Segment Open

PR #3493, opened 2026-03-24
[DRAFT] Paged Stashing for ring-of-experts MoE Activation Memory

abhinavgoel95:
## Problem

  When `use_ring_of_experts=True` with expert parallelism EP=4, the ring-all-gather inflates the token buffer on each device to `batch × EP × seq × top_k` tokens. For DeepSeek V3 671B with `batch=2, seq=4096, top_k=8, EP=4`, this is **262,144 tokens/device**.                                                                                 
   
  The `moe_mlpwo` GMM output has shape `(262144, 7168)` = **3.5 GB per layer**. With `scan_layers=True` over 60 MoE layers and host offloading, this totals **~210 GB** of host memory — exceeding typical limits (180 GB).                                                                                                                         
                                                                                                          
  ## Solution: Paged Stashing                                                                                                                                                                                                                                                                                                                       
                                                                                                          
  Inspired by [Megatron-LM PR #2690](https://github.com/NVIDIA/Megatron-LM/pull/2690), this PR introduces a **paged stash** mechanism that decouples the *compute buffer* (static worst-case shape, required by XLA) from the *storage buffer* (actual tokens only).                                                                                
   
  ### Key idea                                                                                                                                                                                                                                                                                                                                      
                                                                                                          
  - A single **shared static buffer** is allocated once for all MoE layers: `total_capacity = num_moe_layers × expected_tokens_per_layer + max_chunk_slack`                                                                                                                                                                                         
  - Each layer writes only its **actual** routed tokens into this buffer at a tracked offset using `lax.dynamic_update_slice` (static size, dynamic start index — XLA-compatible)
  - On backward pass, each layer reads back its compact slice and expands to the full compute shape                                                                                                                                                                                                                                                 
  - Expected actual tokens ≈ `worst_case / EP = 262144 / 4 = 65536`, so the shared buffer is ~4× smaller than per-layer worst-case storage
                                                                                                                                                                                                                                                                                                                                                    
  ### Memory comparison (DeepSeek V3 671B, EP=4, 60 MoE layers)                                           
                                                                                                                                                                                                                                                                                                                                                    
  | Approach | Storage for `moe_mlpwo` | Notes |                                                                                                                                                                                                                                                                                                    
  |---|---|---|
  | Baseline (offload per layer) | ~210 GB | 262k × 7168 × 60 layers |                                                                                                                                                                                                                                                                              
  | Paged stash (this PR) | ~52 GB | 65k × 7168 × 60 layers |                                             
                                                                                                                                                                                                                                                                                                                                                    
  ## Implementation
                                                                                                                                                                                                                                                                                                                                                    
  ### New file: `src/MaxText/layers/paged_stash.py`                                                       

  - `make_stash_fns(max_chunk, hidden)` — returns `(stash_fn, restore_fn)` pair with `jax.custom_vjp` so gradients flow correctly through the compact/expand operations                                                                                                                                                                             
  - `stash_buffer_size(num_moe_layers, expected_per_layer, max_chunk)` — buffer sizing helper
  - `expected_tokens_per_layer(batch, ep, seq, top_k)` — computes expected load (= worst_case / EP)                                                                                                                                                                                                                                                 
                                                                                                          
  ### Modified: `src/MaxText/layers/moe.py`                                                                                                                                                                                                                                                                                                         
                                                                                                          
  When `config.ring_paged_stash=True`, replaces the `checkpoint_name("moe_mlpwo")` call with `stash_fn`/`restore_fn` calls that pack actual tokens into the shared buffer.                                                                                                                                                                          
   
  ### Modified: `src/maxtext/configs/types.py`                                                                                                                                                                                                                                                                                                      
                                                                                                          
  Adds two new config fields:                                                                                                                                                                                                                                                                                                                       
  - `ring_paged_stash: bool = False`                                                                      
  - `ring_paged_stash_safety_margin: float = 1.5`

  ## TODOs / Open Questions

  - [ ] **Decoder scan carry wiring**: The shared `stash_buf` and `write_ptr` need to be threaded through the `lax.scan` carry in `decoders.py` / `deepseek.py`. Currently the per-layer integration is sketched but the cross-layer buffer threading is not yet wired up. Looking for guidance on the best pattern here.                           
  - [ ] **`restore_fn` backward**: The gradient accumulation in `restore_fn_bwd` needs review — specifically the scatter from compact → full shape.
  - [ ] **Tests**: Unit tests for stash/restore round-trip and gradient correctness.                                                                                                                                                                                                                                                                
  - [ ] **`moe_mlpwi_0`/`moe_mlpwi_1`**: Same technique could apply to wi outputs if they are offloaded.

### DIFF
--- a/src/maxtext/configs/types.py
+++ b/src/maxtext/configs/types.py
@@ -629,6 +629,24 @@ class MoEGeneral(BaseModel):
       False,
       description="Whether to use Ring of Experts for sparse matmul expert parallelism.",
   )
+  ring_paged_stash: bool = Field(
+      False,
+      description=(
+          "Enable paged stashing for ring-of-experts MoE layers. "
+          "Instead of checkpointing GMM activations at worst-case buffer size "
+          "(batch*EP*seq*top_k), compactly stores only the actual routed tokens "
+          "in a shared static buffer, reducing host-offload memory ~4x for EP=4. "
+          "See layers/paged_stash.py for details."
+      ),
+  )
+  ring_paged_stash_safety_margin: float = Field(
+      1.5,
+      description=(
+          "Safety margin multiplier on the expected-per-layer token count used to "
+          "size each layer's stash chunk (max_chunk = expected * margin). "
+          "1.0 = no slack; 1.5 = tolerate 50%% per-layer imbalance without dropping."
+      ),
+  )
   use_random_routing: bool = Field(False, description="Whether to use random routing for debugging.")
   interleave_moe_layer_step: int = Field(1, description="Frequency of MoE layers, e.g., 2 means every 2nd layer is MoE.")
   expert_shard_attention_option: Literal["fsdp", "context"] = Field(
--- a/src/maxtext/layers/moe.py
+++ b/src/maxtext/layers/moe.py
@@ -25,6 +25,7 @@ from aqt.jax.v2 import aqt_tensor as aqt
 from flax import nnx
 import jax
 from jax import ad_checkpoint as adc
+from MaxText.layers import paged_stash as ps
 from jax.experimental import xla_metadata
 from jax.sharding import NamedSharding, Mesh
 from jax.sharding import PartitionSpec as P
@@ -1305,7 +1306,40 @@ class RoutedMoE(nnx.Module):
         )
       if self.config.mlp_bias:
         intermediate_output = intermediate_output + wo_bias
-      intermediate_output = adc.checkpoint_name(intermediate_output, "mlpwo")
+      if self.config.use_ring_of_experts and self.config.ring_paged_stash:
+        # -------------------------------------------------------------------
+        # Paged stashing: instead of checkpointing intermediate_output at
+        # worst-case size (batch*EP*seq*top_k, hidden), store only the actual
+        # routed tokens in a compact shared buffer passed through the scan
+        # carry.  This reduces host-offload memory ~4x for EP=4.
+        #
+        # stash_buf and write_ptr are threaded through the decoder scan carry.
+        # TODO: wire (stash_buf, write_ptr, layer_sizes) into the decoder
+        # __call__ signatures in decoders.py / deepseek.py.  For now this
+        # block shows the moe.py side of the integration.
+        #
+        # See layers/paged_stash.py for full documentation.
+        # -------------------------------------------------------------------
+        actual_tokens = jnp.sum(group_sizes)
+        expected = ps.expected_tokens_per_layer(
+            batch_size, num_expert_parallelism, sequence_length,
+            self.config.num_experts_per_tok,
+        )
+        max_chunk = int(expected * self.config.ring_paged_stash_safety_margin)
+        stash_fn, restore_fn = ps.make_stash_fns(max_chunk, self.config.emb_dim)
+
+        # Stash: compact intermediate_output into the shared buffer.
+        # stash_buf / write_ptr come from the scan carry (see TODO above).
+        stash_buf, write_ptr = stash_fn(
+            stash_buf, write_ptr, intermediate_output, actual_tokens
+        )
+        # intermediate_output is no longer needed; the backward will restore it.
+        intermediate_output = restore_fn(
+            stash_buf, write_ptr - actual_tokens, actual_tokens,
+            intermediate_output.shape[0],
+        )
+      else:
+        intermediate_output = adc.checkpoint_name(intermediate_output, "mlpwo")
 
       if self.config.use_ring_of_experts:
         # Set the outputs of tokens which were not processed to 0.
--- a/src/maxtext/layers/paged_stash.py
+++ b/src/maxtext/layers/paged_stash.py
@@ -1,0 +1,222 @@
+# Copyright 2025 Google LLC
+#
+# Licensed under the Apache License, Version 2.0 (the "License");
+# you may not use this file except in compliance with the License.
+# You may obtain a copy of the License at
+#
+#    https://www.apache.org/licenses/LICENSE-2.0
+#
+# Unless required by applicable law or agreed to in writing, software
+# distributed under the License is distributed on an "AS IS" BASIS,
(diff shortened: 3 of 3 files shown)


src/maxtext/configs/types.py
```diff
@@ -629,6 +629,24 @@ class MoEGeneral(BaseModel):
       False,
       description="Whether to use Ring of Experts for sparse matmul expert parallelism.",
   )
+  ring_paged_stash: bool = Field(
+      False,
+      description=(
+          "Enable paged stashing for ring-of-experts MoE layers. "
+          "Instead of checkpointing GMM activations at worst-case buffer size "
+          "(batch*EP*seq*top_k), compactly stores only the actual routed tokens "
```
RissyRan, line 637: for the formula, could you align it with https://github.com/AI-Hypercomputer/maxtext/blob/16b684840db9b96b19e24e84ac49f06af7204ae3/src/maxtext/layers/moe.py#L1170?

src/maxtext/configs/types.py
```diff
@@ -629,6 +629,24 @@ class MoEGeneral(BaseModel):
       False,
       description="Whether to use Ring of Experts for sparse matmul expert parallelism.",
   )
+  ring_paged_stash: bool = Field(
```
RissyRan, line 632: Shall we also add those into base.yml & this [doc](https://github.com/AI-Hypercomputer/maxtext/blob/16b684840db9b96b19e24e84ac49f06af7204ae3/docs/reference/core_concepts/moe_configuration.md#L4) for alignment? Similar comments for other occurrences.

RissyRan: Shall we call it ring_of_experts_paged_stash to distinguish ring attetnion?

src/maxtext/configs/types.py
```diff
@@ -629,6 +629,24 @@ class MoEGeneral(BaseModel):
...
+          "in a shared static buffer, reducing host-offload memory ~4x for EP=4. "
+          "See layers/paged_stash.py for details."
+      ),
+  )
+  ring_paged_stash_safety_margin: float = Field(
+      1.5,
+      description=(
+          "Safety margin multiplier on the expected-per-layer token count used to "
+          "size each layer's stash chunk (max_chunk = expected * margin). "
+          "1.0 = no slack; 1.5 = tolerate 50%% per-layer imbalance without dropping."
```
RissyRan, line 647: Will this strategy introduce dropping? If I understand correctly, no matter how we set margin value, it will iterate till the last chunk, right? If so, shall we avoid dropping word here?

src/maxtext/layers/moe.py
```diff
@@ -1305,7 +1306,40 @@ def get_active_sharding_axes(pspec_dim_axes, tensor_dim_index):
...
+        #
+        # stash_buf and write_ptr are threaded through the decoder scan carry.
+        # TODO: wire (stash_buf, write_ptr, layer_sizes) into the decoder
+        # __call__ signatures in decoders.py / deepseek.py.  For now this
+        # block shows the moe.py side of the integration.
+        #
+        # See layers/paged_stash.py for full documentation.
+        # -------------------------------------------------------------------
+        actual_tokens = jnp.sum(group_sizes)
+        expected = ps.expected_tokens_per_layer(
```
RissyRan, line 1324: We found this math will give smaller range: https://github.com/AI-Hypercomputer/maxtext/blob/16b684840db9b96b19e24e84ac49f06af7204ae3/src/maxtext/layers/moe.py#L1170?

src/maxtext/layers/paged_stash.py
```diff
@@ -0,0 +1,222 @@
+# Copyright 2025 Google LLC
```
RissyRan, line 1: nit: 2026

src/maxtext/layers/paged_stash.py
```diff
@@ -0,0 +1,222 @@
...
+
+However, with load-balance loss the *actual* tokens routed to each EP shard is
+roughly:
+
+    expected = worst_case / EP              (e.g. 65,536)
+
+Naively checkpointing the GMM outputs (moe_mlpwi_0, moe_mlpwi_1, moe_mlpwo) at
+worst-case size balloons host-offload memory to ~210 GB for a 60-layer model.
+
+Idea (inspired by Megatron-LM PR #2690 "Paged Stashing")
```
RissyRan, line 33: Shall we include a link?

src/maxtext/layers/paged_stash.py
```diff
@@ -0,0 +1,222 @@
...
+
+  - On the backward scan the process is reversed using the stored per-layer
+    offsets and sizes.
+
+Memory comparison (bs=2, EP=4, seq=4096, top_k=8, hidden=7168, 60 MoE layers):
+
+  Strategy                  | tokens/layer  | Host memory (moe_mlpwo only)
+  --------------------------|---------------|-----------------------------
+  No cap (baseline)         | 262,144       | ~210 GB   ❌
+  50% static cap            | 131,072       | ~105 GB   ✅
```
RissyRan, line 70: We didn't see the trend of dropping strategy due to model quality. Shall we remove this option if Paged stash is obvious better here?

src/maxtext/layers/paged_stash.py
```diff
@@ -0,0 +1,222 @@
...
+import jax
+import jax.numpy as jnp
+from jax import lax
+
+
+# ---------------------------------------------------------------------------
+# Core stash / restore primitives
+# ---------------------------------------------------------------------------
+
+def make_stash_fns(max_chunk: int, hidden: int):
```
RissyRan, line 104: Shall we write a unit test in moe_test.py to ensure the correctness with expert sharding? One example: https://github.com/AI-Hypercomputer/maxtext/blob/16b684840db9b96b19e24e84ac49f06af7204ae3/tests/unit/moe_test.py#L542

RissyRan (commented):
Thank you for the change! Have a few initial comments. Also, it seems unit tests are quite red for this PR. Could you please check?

Segment Closed

(TASK) For each line above that contains the word "import", copy that line.

(RESPONSE TO THIS TASK)
@@ -25,6 +25,7 @@ from aqt.jax.v2 import aqt_tensor as aqt
 from flax import nnx
 import jax
 from jax import ad_checkpoint as adc
+from MaxText.layers import paged_stash as ps
 from jax.experimental import xla_metadata
 from jax.sharding import NamedSharding, Mesh
 from jax.sharding import PartitionSpec as P
+import jax
+import jax.numpy as jnp
+from jax import lax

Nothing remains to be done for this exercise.